→ TASK TO CARRY OUT: Find the line containing "void rejected_transaction(const packed_transaction_ptr&" in the records below. Copy exactly that line and each one after it, ending at the line containing "void expire_blocks( uint32_t", and nothing more.

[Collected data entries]
PR #908, opened 2024-10-08
[1.0.3] Test failure: distributed-transactions-if-test

### LINKED ISSUE #848: Test failure: distributed-transactions-if-test
https://github.com/AntelopeIO/spring/actions/runs/11125907838/job/30915459664

`Duplicate Staring block found: 100 in /__w/spring/spring/build/TestLogs/distributed-transactions-test8/node_bios/stderr.2024_10_01_13_21_16.txt`

Received block 100 late so it restarted speculative block 100. This is expected behavior, so not really sure what we want to do with this. The check was added to guard agaisnt a bug where a block was restarted when it was not suppose to be. Maybe the test should look at the timestamps and only fail if the start block is within some threshold.

greg7mdp:
Resolves #848.

This updates the `verifyStartingBlockMessages` check in `Node.py` to check that we have only one `Starting block` in the log for any block number *unless*:

1. the block was restarted because it was exhausted, 
2. or the second `Starting block` is for a different block time than the first.

I have checked the new regular expression with a small python script against the log and it appears to work fine.

script:
```
import re

def check_file_for_pattern(file_path, pattern):
    regex = re.compile(pattern)

    with open(file_path, 'r') as file:
        for line_num, line in enumerate(file, start=1):
            match = regex.match(line)
            if match:
                blockNumber, time = match.group(1), match.group(2)
                print(f"{blockNumber} -> {time}")

if __name__ == "__main__":
    file_path = "stderr.2024_10_01_13_21_16.txt"
    pattern = r".*Starting block #(\d+) .*(\d\d:\d\d\.\d\d\d) producer"
    check_file_for_pattern(file_path, pattern)
```

execution:

```
❯ python ~/tmp/check_regexp.py
2 -> 21:17.000
3 -> 21:17.500
4 -> 21:18.000
5 -> 21:18.500
6 -> 21:19.000
7 -> 21:19.500
8 -> 21:20.000
9 -> 21:20.500
10 -> 21:21.000
...
```

### DIFF
--- a/tests/TestHarness/Node.py
+++ b/tests/TestHarness/Node.py
@@ -729,7 +729,7 @@ class Node(Transactions):
                     match = starting_block_regexp.match(line)
                     if match:
                         blockNumber, time = match.group(1), match.group(2)
-                        if blockNumber in notRestartedBlockNumbersAndTimes and notRestartedBlockNumbersAndTimes[blockNumber] != time:
+                        if blockNumber in notRestartedBlockNumbersAndTimes and notRestartedBlockNumbersAndTimes[blockNumber] == time:
                             print(f"Duplicate Starting block found: {blockNumber} in {f}")
                             duplicateStartFound = True
                             break
--- a/tests/TestHarness/Node.py
+++ b/tests/TestHarness/Node.py
@@ -708,37 +708,36 @@ class Node(Transactions):
                 count += contents.count(searchStr)
         return count
 
-    # verify only one or two 'Starting block' per block number unless block is restarted
+    # verify only one 'Starting block' per block number unless block is restarted
     def verifyStartingBlockMessages(self):
         dataDir=Utils.getNodeDataDir(self.nodeId)
         files=Node.findStderrFiles(dataDir)
+        restarting_exhausted_regexp = re.compile(r"Restarting exhausted speculative block #(\d+)")
+        starting_block_regexp       = re.compile(r"Starting block #(\d+) .*(\d\d:\d\d\.\d\d\d) producer")
+
         for f in files:
-            blockNumbers = set()
-            duplicateBlockNumbers = set()
-            threeStartsFound = False
-            lastRestartBlockNum = 0
-            blockNumber = 0
+            notRestartedBlockNumbersAndTimes = {}
+            duplicateStartFound = False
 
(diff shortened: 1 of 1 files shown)


linh2931 (approved):

greg7mdp:
> This should be: "2. or the second `Starting block` is for a different block time than the first."

I don't think so. The full sentence is:

we should have only `Starting block` in the log for any block number **unless** the second `Starting block` is for the exact same block time as the first.

heifner:
> we should have only `Starting block` in the log for any block number **unless** the second `Starting block` is for the exact same block time as the first.

It is actually the opposite of that.

This should be allowed:
```
debug 2024-10-01T13:22:05.393 nodeos    producer_plugin.cpp:2165      start_block          ] Starting block #100 2024-10-01T13:22:06.000 producer defproducerc, deadline 2024-10-01T13:22:05.962
debug 2024-10-01T13:22:06.025 nodeos    producer_plugin.cpp:2165      start_block          ] Starting block #100 2024-10-01T13:22:06.500 producer defproducerc, deadline 2024-10-01T13:22:06.525
```

This should not be allowed:
```
debug 2024-10-01T13:22:05.393 nodeos    producer_plugin.cpp:2165      start_block          ] Starting block #100 2024-10-01T13:22:06.000 producer defproducerc, deadline 2024-10-01T13:22:05.962
debug 2024-10-01T13:22:06.025 nodeos    producer_plugin.cpp:2165      start_block          ] Starting block #100 2024-10-01T13:22:06.000 producer defproducerc, deadline 2024-10-01T13:22:06.525
```

heifner (approved):

tests/TestHarness/Node.py
```diff
@@ -708,37 +708,36 @@ def countInLog(self, searchStr) -> int:
                 count += contents.count(searchStr)
         return count
 
-    # verify only one or two 'Starting block' per block number unless block is restarted
+    # verify only one 'Starting block' per block number unless block is restarted
```
linh2931, line 711: Maybe copy the description in the PR here.

linh2931 (approved):

ericpassmore:
Note:start
category: Tests
component: Internal
summary: Improve python test harness to better support distributed transactions tests.
Note:end

PR #909, opened 2024-10-08
Create socket with provided executor

### LINKED ISSUE #819: P2P, HTTP, SHiP: Change fc::create_listener to use strand
Currently `fc::create_listener` creates sockets with the provided executor. For our use cases, it would be nice if `fc::create_listener` would create a strand for each socket. The users of `fc::create_listener` could then retrieve the strand from the `socket.get_executor()` for use.

Something like:
https://github.com/AntelopeIO/spring/commit/438ae6223d7012f75f41b8332a0becda79ef723d

Then:
- Update SHiP to use that strand via `socket.get_executor()` instead of making a new strand.
- Update `net_plugin` to use the socket strand instead of creating a different one.

heifner:
Modify `fc::create_listener` to take a lambda that provides the executor (often a strand) for the socket that is created. This makes sure the socket is associated with the desired executor. 

I don't see how this helps: https://github.com/AntelopeIO/spring/pull/816#discussion_r1774606535 Maybe I'm missing something. If this doesn't help that issue, then seems like this should target `main` and not 1.0.3. <= Changed target to `main`.

Resolves #819


plugins/state_history_plugin/state_history_plugin.cpp
```diff
@@ -101,25 +101,27 @@ struct state_history_plugin_impl {
...
-                                               },
-                                               [this](session_base* conn) {
-                                                  boost::asio::post(app().get_io_service(), [conn, this]() {
-                                                     connections.erase(connections.find(conn));
-                                                  });
-                                               }, _log));
+      fc::create_listener<Protocol>(thread_pool.get_executor(), _log, accept_timeout, address, "",
+         [this](const auto&) { return boost::asio::make_strand(thread_pool.get_executor()); },
+         [this](Protocol::socket&& socket) {
+            boost::asio::post(app().get_io_service(), [this, socket{std::move(socket)}]() mutable {
```
spoonincode, line 107: Just for code conciseness, can we go back to placing the listener on main thread to avoid this post() entirely?

heifner:
> I think it lgtm, but what are compelling reasons to make the change in 1.0? It certainly makes asio usage more idiomatic, which is good, but I don't know if we can point to something as being fixed or defective?

I completely agree. I don't think this helps https://github.com/AntelopeIO/spring/pull/816#discussion_r1774606535 . I asked the same question in the PR description.

spoonincode:
I think https://github.com/AntelopeIO/spring/pull/816#discussion_r1774606535 was resolved with #845

heifner:
> I think [#816 (comment)](https://github.com/AntelopeIO/spring/pull/816#discussion_r1774606535) was resolved with #845

Right. At least until we can get a better fix via: https://github.com/AntelopeIO/spring/issues/842

plugins/net_plugin/net_plugin.cpp
```diff
@@ -1176,8 +1176,8 @@ namespace eosio {
 
    connection::connection( const string& endpoint, const string& listen_address )
       : peer_addr( endpoint ),
-        strand( my_impl->thread_pool.get_executor() ),
-        socket( new tcp::socket( my_impl->thread_pool.get_executor() ) ),
+        strand( boost::asio::make_strand(my_impl->thread_pool.get_executor()) ),
+        socket( new tcp::socket( strand ) ),
```
spoonincode, line 1180: Now that the socket is always being created with a strand (both here and via the listener), that should mean that all the `bind_executor`s to the `strand` can be removed. Not sure you want to tackle that now or not (going in to 1.0 probably not, but going in to main maybe)

heifner: I left it mainly because it was targeting 1.0. At this point, maybe it would be cleaner. In many places you would have `boost::asio::post(socket.get_executor(), [](){})` instead which is not really any difference I don't think.

libraries/libfc/include/fc/network/listener.hpp
```diff
@@ -58,30 +58,47 @@ struct listener_base<boost::asio::local::stream_protocol> {
...
    const auto& acceptor() const { return acceptor_; }
 
    void do_accept() {
-      acceptor_.async_accept([self = this->shared_from_this()](boost::system::error_code ec, auto&& peer_socket) {
+      boost::system::error_code ec;
+      auto ep = acceptor_.local_endpoint(ec);
+      if (ec) {
+         fc_wlog(logger_, "Unable to retrieve local_endpoint of acceptor, error: ${e}", ("e", ec.message()));
+      }
+      acceptor_.async_accept(socket_executor_fn_(ep),
```
spoonincode, line 100: What is the purpose for the changes here and for passing the local endpoint as a parameter to the `socket_executor_fn_`? (this local endpoint parameter is not used by any of ship/http/p2p)

heifner: I thought it might be useful. If someone was wanting to choose which executor according to which endpoint. I'm happy to remove it since we don't have a current use-case.

plugins/state_history_plugin/state_history_plugin.cpp
heifner: Actually that doesn't work: https://github.com/AntelopeIO/spring/actions/runs/11238499086
We capture the `this` and we need the listener to shutdown when `thread_pool.stop()` is called in the `plugin_shutdown`. This can be cleaned up when we work: https://github.com/AntelopeIO/spring/issues/842

plugins/net_plugin/net_plugin.cpp
spoonincode: You would have to move the timers to using the strand too (afaict not a problem) but after that it does seem like all 5 `bind_executor`s could be removed. I am not seeing the need for `boost::asio::post(socket.get_executor(), [](){})` in those same spots. Anyways, it's not something that needs to be done now just a clean up I noticed since we're constructing these more idiomaticly now.

plugins/state_history_plugin/state_history_plugin.cpp
spoonincode: > We capture the `this` and we need the listener to shutdown when `thread_pool.stop()` is called in the `plugin_shutdown`.

I'm not immediately seeing why that's a problem. `this` is still alive after `plugin_shutdown()` completes. I think something else we're missing. Maybe the already-created `strand` (that is using ship's thread pool's executor) expects to touch that executor when it's destroyed when `async_accept()` is torn down when the main thread's io_context is destroyed which is after the plugin is destroyed and thus the thread pool's executor.

But yeah can wait to touch this further later.

plugins/net_plugin/net_plugin.cpp
heifner: Oh, you were talking specifically about the `bind_executor`. I was thinking of the `boost::asio::post(strand,`.

spoonincode (approved):

ericpassmore:
Note:start
category: System Stability
component: Internal
summary: Refactor net library to create socket with provided executor. Improves P2P, HTTP, SHiP.
Note:end

libraries/libfc/include/fc/network/listener.hpp
```diff
@@ -58,30 +58,47 @@ struct listener_base<boost::asio::local::stream_protocol> {
...
+///                          ExecutorType(const endpoint_type&)
+/// @tparam CreateSession Callback Function to call after each accepted connection, provides newly created socket
+///                       and the Executor of the newly accepted socket: void(Socket&& socket, ExecutorType& ex)
+///                       Note that the ExecutorType provided by SocketExecutorFn can be retrieved from the socket
+///                       via socket.get_executor().
+///
 /////////////////////////////////////////////////////////////////////////////////////////////
-template <typename Protocol, typename Executor, typename CreateSession>
-struct listener : listener_base<Protocol>, std::enable_shared_from_this<listener<Protocol, Executor, CreateSession>> {
+template <typename Protocol, typename Executor, typename SocketExecutorFn, typename CreateSession>
```
greg7mdp, line 71:
```suggestion
template <typename Protocol, typename Executor, typename SocketExecutorFn, typename CreateSession>
requires (std::is_same_v<Protocol, boost::asio::ip::tcp> || std::is_same_v<Protocol, boost::asio::local::stream_protocol>) &&
         std::invocable<SocketExecutorFn&, typename Protocol::endpoint>
```

libraries/libfc/include/fc/network/listener.hpp
```diff
@@ -152,16 +169,26 @@ struct listener : listener_base<Protocol>, std::enable_shared_from_this<listener
...
+/// @tparam Executor The executor for the acceptor and acceptor timer
+/// @tparam SocketExecutorFn Function that returns executor to be used for the newly accepted socket:
+///                          ExecutorType(const endpoint_type&)
+/// @tparam CreateSession Callback Function to call after each accepted connection, provides newly created socket
+///                       and the Executor of the newly accepted socket: void(Socket&& socket, ExecutorType& ex)
+///                       Note that the ExecutorType provided by SocketExecutorFn can be retrieved from the socket
+///                       via socket.get_executor().
 /// @throws std::system_error or boost::system::system_error
-template <typename Protocol, typename Executor, typename CreateSession>
+template <typename Protocol, typename Executor, typename SocketExecutorFn, typename CreateSession>
```
greg7mdp, line 188:
```suggestion
template <typename Protocol, typename Executor, typename SocketExecutorFn, typename CreateSession>
requires (std::is_same_v<Protocol, boost::asio::ip::tcp> || std::is_same_v<Protocol, boost::asio::local::stream_protocol>) &&
         std::invocable<SocketExecutorFn&, typename Protocol::endpoint>
```

greg7mdp (approved):

greg7mdp (approved):

PR #910, opened 2024-10-08
[1.0.3 -> main] Test failure: distributed-transactions-if-test

### LINKED ISSUE #848: Test failure: distributed-transactions-if-test

greg7mdp:
Resolves #848.

This updates the `verifyStartingBlockMessages` check in `Node.py` to check that we have only one `Starting block` in the log for any block number *unless*:

1. the block was restarted because it was exhausted, 
2. or the second `Starting block` is for a different block time than the first.

### DIFF
--- a/tests/TestHarness/Node.py
+++ b/tests/TestHarness/Node.py
@@ -708,37 +708,39 @@ class Node(Transactions):
                 count += contents.count(searchStr)
         return count
 
-    # verify only one or two 'Starting block' per block number unless block is restarted
+    # Verify that we have only one "Starting block" in the log for any block number unless:
+    # - the block was restarted because it was exhausted,
+    # - or the second "Starting block" is for a different block time than the first.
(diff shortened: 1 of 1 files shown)


heifner (approved):

spoonincode (approved):

ericpassmore:
Note:start
category: Tests
component: Internal
summary: Improve python test harness to better support distributed transactions tests.
Note:end

PR #912, opened 2024-10-08
P2P: Immediately close on bad block

### LINKED ISSUE #643: Race condition in net_plugin that can lead to unnecessary unlinkable block exception
The net_plugin will send a request to peer asking it to return a particular span of blocks referenced by block number. It will then send another request with a later span of block to next peer (round robin). The net_plugin waits until it receives (which includes successful unpacking of the serialized data) all of the blocks from the latest requested span before sending out the request for the next span of blocks. But it does not validate the integrity of the block data received prior to making the next request.

So if the block data was corrupted some how, e.g. missing a transaction, the net_plugin would realize this after it had already sent out the next request. The corrupted block would of course be dropped, but the block that comes after would likely be received by another peer before the net_plugin has a chance to re-request the block that was corrupted. So that block would run into a unlinkable block exception when attempting to add the block to the fork database since its necessary parent block (the corrupted block) would not yet be in the fork database. The unlinkable block exception causes net_plugin to post that block into the queue for the main thread to process along with the other remaining blocks it receives from that peer for the span of blocks requested.

Those sequence of blocks will all ultimately fail to link because the corrupted block is missing. But after a certain number of failure, net_plugin will close the connection with its "bad" peer, and then after some time, after it reconnects, it will re-request the necessary blocks and resolve the issue automatically. But it gets there after a very inefficient process.

It would be more efficient if the net_plugin was aware of the block corruption and the need to request blocks starting from the block it needs.

One simple way to achieve this is to wait until all the received blocks from one requested span of blocks have been minimally verified to have block integrity before requesting the next span. For example, ensuring the last block of the span has been successfully been added into the fork database prior to requesting the next span is one way of achieving this goal. If it encounters a corrupted block, it can disconnect from that peer immediately (ignoring the remainder of the blocks in the span that the peer is sending), and then send a request for a new span of blocks to the next peer starting with the block number of the corrupted block. This solution can be part of the work of https://github.com/AntelopeIO/spring/issues/529 since that also changes the behavior of net_plugin to never post an unlinkable block to the queue for the main thread.

heifner:
Note almost all the work of #643 was done as part of #529. This PR represents the remaining part of closing immediately if a block is invalid.

Resolves #643

### DIFF
--- a/plugins/net_plugin/net_plugin.cpp
+++ b/plugins/net_plugin/net_plugin.cpp
@@ -217,7 +217,6 @@ namespace eosio {
       void bcast_transaction(const packed_transaction_ptr& trx);
       void rejected_transaction(const packed_transaction_ptr& trx);
       void bcast_block( const signed_block_ptr& b, const block_id_type& id );
-      void rejected_block(const block_id_type& id);
 
       void expire_blocks( uint32_t lib_num );
       void recv_notice(const connection_ptr& conn, const notice_message& msg, bool generated);
@@ -2698,10 +2697,6 @@ namespace eosio {
       } );
    }
 
-   void dispatch_manager::rejected_block(const block_id_type& id) {
-      fc_dlog( logger, "rejected block ${bn} ${id}", ("bn", block_header::num_from_id(id))("id", id) );
-   }
-
    // called from any thread
    void dispatch_manager::bcast_transaction(const packed_transaction_ptr& trx) {
       trx_buffer_factory buff_factory;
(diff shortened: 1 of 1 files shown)


plugins/net_plugin/net_plugin.cpp
```diff
@@ -3723,7 +3718,7 @@ namespace eosio {
          bool exception = false;
          bool best_head = false;
          bool unlinkable = false;
-         sync_manager::closing_mode close_mode = sync_manager::closing_mode::handshake;
+         sync_manager::closing_mode close_mode = sync_manager::closing_mode::immediately;
          try {
             EOS_ASSERT(ptr->timestamp < (fc::time_point::now() + fc::seconds(7)), block_from_the_future,
                        "received a block from the future, ignoring it: ${id}", ("id", id));
```
linh2931, line 3724: We will reject the block if this EOS_ASSERT happens. Should `ignoring` be changed to `rejecting`?

greg7mdp (approved):

linh2931 (approved):

ericpassmore:
Note:start
category: System Stability
component: P2P
summary: With the exception of unlinkable blocks, disconnect immediately instead of allowing for 13 invalid blocks before disconnect.
Note:end

PR #913, opened 2024-10-09
[1.0.3] Optimize handling of invalid vote message

heifner:
Small optimization of handling of errors for vote messages. Shortcut out of loop when connection is found.
Improve error message for invalid vote message.

### DIFF
--- a/plugins/net_plugin/net_plugin.cpp
+++ b/plugins/net_plugin/net_plugin.cpp
@@ -4024,7 +4024,7 @@ namespace eosio {
       case vote_result_t::unknown_public_key:
       case vote_result_t::invalid_signature:
       case vote_result_t::max_exceeded:  // close peer immediately
-         fc_elog(vote_logger, "Exceeded max votes per connection for ${c}", ("c", connection_id));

→ YOUR RESPONSE:
       void rejected_transaction(const packed_transaction_ptr& trx);
       void bcast_block( const signed_block_ptr& b, const block_id_type& id );
-      void rejected_block(const block_id_type& id);
 
       void expire_blocks( uint32_t lib_num );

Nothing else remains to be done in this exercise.